▶ DATA SUPPLIED
PR #247, opened 2020-04-25
Remove unused variables

jubalh:


brauner:
Thanks! We should really register this project with Coverity. Let me see if I can do that.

▶ REQUIREMENT
Every line of the material above is to be copied exactly.

▶ YOUR RESPONSE
PR #247, opened 2020-04-25
Remove unused variables

jubalh:


brauner:
Thanks! We should really register this project with Coverity. Let me see if I can do that.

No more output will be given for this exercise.